Induction of Thymic Stromal Lymphopoietin in Mesenchymal Stem Cells by Interaction with Myeloma Cells

Abstract 1825

Multiple myeloma (MM) is a B-cell neoplasm characterized by clonal proliferation of malignant plasma cells in the bone marrow (BM). The development of new drugs has increased survival time, but the disease is still incurable. Recently, the BM microenvironment has been reported to play an important role in proliferation and survival of MM cells, suggesting that clarification of the interaction between BM stromal cells and MM cells may provide insights to allow the development of novel treatment strategies for MM.

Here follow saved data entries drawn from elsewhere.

PR #998, opened 2026-06-17
[Certora] Prove that take has no new reverts due to continuous fees

jhoenicke:
Compare a run of take with zero fees with a run of take with arbitrary fee.  Show that if the first does not revert, the second doesn't as well.

Requires a deterministic setting (all external gates and internal abstracted functions are modelled by a deterministic ghost).  This is why it is using its own separate spec file.


certora/specs/ContinuousFeeReverts.spec
```diff
@@ -0,0 +1,182 @@
...
+        revert();
+    }
+    return require_uint256(summaryMulDivDownGhost(x, y, d));
+}
+
+function summaryMulDivUpWithRevert(uint256 x, uint256 y, uint256 d) returns uint256 {
+    if (d == 0 || mulOverflow(x, y)) {
+        revert();
+    }
+    return require_uint256(summaryMulDivUpGhost(x, y, d));
```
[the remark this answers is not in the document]
jhoenicke: The old was overapproximating, but used the same for Up and Down, which is technically not correct.  I added the precise overflow condition instead.

certora/specs/ContinuousFeeReverts.spec
```diff
@@ -0,0 +1,159 @@
...
+    require postPendingBuyer <= postCreditBuyer, "pendingContinuousFeeBoundedByCredit, preserved by updatePosition";
+
+    storage initState = lastStorage;
+
+    // arbitrary pre-state before continuous fee is set.  Record its revert status.
+    take@withrevert(e, offer, ratifierData, units, taker, receiver, takerCallback, takerCallbackData);
+    bool revertedDisabled = lastReverted;
+
+    // now set the new continuous fee and check again.
+    setMarketContinuousFee(eSetter, id, newContinuousFee) at initState;
```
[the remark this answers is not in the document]
jhoenicke: Do I understand this correctly?  take can succeed on a not created market.  This rule would not revert in the first scenario, it reverts in the second scenario on setMarketContinousFee(), but that revert is not guarded by `@withrevert`, so the rule succeeds.  So in this case we don't compare the defaultContinousFee against the newContinuousFee case.   To do that we would need to create the market first, before calling setMarketContinousFee, but only if the market does not already exist?

certora/specs/ContinuousFeeReverts.spec
```diff
@@ -0,0 +1,159 @@
...
+// both runs revert anyway (e.g. the rate-independent toUint128(buyerCreditIncrease) at Midnight.sol:417).
+persistent ghost mulOverflow(mathint, mathint) returns bool {
+    axiom forall mathint x. forall mathint y. (0 <= x && x <= max_uint128 && 0 <= y && y <= max_uint128) => !mulOverflow(x, y);
+}
+
+function summaryMulDivDownWithRevert(uint256 x, uint256 y, uint256 d) returns uint256 {
+    if (d == 0 || x * y >= 2 ^ 256) {
+        revert();
+    }
+    return require_uint256(summaryMulDivDownGhost(x, y, d));
```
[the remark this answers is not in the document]
jhoenicke: Overapproximating the result is okay here.  The prover will try any value of the ghostMulDiv, even the one where it has the right behavior.  For these the require_uint256 will not prune the path.

certora/specs/ContinuousFeeReverts.spec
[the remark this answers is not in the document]
jhoenicke: Adding `@withrevert` to `setMarketContinuousFee` would also need more `require` to ensure the caller has the permission to set the fee.  This clutters the rule a lot.  I think it is okay to assume the setMarketContinuousFee will succeed.  We already test the scenario where the market is in the state "market is created with default fee".

certora/specs/ContinuousFeeReverts.spec
```diff
@@ -0,0 +1,159 @@
...
+
+    // Callbacks and ratifier: assumed to succeed deterministically. We verify take's own body, not the
+    // behavior of untrusted callbacks, and this spec (like ContinuousFee.spec) assumes no reentrancy.
+    function _.onBuy(bytes32, Midnight.Market, uint256, uint256, uint256, address, bytes) external => deterministicSuccess() expect(bytes32);
+    function _.onSell(bytes32, Midnight.Market, uint256, uint256, uint256, address, address, bytes) external => deterministicSuccess() expect(bytes32);
+    function _.isRatified(Midnight.Offer, bytes, address) external => deterministicSuccess() expect(bytes32);
+
+    // Token transfers: deterministic no-op (void => no havoc); identical across both runs.
+    function SafeTransferLib.safeTransferFrom(address, address, address, uint256) internal => NONDET;
+    function SafeTransferLib.safeTransfer(address, address, uint256) internal => NONDET;
```
MathisGD: not important, but to be 100% correct they should do deterministicSuccess as well no?

certora/specs/ContinuousFeeReverts.spec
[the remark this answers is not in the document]
MathisGD: the market has no fee if it's not created, so we don't need to prove that the continuous fee doesn't create revert on a non created market

MathisGD (approved):

certora/specs/ContinuousFeeReverts.spec
```diff
@@ -0,0 +1,159 @@
...
+// EQUIVALENCE OF REVERTS: activating the continuous fee never makes `take` revert in new ways, provided 
+// the fee doesn't exceed the offer's continuousFeeCap.
+
+using Utils as Utils;
+
+methods {
+    function multicall(bytes[]) external => HAVOC_ALL DELETE;
+
+    function continuousFee(bytes32 id) external returns (uint32) envfree;
+    function tickSpacing(bytes32 id) external returns (uint8) envfree;
```
QGarchery:
```suggestion
```

certora/specs/ContinuousFeeReverts.spec
```diff
@@ -0,0 +1,144 @@
...
+    function multicall(bytes[]) external => HAVOC_ALL DELETE;
+
+    function Utils.hashMarket(Midnight.Market) external returns (bytes32) envfree;
+    function Utils.callbackSuccess() external returns (bytes32) envfree;
+
+    // Deterministic id: links the market argument to stored state, identical across both runs.
+    function IdLib.toId(Midnight.Market memory market) internal returns (bytes32) => summaryToId(market);
+    function IdLib.storeInCode(Midnight.Market memory) internal returns (address) => NONDET;
+
+    // Deterministic ghost summaries of the rate-independent helpers (see header).
```
QGarchery: This comment is not very clear to me (what header, what are rate-independent helpers ?). 

Also those summaries hide a lot of potential reverts. For example `isHealthy` is assumed to never revert, and always return the same value independently of storage. But the storage changed between the 2 runs.
If we can't improve it, I think it should be documented as one of the assumptions of the rule.

certora/specs/ContinuousFeeReverts.spec
```diff
@@ -0,0 +1,144 @@
...
+// mulDivDown: deterministic, reverts on d == 0 and on x*y overflow (see mulOverflow below).
+// The axiom mulDivArgumentLesserThanDenominator, proved in MulDiv.spec, is needed:
+//     y <= d => result <= x.
+// This bounds the enabled-run fee increase by buyerCreditIncrease.
+persistent ghost summaryMulDivDownGhost(mathint, mathint, mathint) returns mathint {
+    axiom forall mathint x. forall mathint y. forall mathint d. (d > 0 && 0 <= y && y <= d) => summaryMulDivDownGhost(x, y, d) <= x;
+}
+
+// mulDivUp: deterministic, reverts on d == 0 and on x*y overflow.
+persistent ghost summaryMulDivUpGhost(mathint, mathint, mathint) returns mathint;
```
QGarchery: We could use the new `MulDivAxioms.spec` here

certora/specs/ContinuousFeeReverts.spec
```diff
@@ -0,0 +1,144 @@
...
+
+// mulDiv reverts when x*y overflows 256 bits.
+// We model that overflow as a deterministic uninterpreted predicate rather than the literal nonlinear `x * y >= 2^256`, for two reasons:
+//   - The many rate-independent mulDiv calls have identical (x,y) across both runs, so they share the same overflow outcome by congruence (an uninterpreted function), with no nonlinear arithmetic to discharge.
+//   - The one rate-dependent fee mulDiv (x = buyerCreditIncrease, y = continuousFee*ttm) is provably non-overflowing via the LINEAR safe-region axiom below instead of a product-of-bounds NIA argument.
+// Soundness: the axiom only asserts no-overflow where it genuinely holds (x,y <= max_uint128 => x*y < 2^256), so it never hides a real overflow revert. Outside that region the predicate is free, but in every such case both runs revert anyway (e.g. the rate-independent toUint128(buyerCreditIncrease) at Midnight.sol:417).
+persistent ghost mulOverflow(mathint, mathint) returns bool {
+    axiom forall mathint x. forall mathint y. (0 <= x && x <= max_uint128 && 0 <= y && y <= max_uint128) => !mulOverflow(x, y);
+}
+
```
QGarchery:
```suggestion
```
this is not used ?

certora/specs/ContinuousFeeReverts.spec
QGarchery: no need because their returned value is not checked like the callbacks are. The problem with using NONDET everywhere is that then there could be reverts due to a callback in one call (because it returns something different from CALLBACK_SUCCESS) and no reverts in another call (because the callback actually returns CALLBACK_SUCCESS)

certora/specs/ContinuousFeeReverts.spec
jhoenicke: Now I only summarize the deterministic math functions, not `isHealthy()`.

certora/specs/ContinuousFeeReverts.spec
jhoenicke: done

certora/specs/ContinuousFeeReverts.spec
QGarchery, line 1: We should be very clear about the assumptions we are making:
- `tickToPrice` & `settlementFee` are assumed to not revert, it's not just about having a deterministic summary for math functions
- similarly `price` and the transfers are assumed to not revert
- gates have a nice explanation already ("decision is identical across both runs"), even though it seems to be only about their return value but that's ok because reverting is the same as returning false for a gate

So I think we should: update the `methods` block to reflect those assumptions and/or have a recap above the rule

QGarchery (approved):

tarikbellamine:
@codex review

certora/specs/ContinuousFeeReverts.spec
```diff
@@ -0,0 +1,132 @@
...
+    uint128 postCreditBuyer;
+    uint128 postPendingBuyer;
+    postCreditBuyer, postPendingBuyer, _ = updatePositionView(e, offer.market, id, buyer);
+    require postPendingBuyer <= postCreditBuyer, "pendingContinuousFeeBoundedByCredit, preserved by updatePosition";
+
+    storage initState = lastStorage;
+
+    // arbitrary pre-state before continuous fee is set.  Record its revert status.
+    take@withrevert(e, offer, ratifierData, units, taker, receiver, takerCallback, takerCallbackData);
+    bool revertedDisabled = lastReverted;
```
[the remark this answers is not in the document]
QGarchery: it's ok to keep the stronger spec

As the signal between MM cells and the BM microenvironment should be bidirectional, it is possible that MM cells produce signals that alter the BM microenvironment to one appropriate for their survival. To validate this hypothesis, we examined the changes in gene expression profile in human BM-derived mesenchymal stem cells (MSC) by co-culture with MM cell line OPM-2. cDNA array analysis indicated that 2 days of co-culture with OPM-2 induced multiple factors in MSC, which are known to have positive effects on survival of MM cells, such as interleukin-6, insulin-like growth factor-1, stromal cell-derived factor 1, vascular cell adhesion molecule 1 (VCAM1), and intercellular adhesion molecule 1 (ICAM1). Other than known factors, thymic stromal lymphopoietin (TSLP), which is a cytokine involved in progression of pancreatic and breast cancer through induction of T helper 2 cell responses, was found to be upregulated by co-culture (ratio 2.22). To confirm the results of cDNA array analysis, MSC co-cultured with OPM-2 or KMS-34 were tested for expression and secretion of TSLP by real-time PCR and ELISA. Real-time PCR revealed that the expression of TSLP in co-cultured MSC was two to three times higher than that in MSC monocultures. Significantly elevated levels of TSLP secretion from MSC after stimulation with PMA/ionomycin were observed by co-culture with OPM-2 or KMS-34 compared with monoculture (201.3 ± 5.0 pg/ml, 176.1 ± 13.3 pg/ml, and 96.6 ± 5.5 pg/ml, respectively; P < 0.01) as measured by ELISA. TSLP did not exhibit any effect on proliferation or drug resistance of MM cells independent of the level of TSLP receptor expression, therefore we evaluated the immunomodulatory effects of TSLP secreted by MSC. Monocyte-derived dendritic cells (MDDC) were first treated with the supernatant of either MSC or MSC co-cultured with KMS-34. Then, allogeneic naïve CD4+ T cells were co-cultured with pretreated MDDC. MDDC treated with the supernatant of co-cultured MSCs expanded IL-13+ CD4+ T cells to a greater extent than MDDC treated with the supernatant of MSC monocultures (10.3 ± 3.7 %, 5.9 ± 4.2 %, respectively; P = 0.02), and addition of anti-TSLP neutralizing antibodies to the supernatant decreased the expansion of IL-13+ CD4+ T cells (10.3 ± 3.7 %, 7.1 ± 2.6 %, respectively; P = 0.04).

These results suggested that MM cells act to form more advantageous BM microenvironment for their survival through induction of pleiotropic molecules in MSC involved in not only proliferation and survival of MM cells, but also modifying immunological status.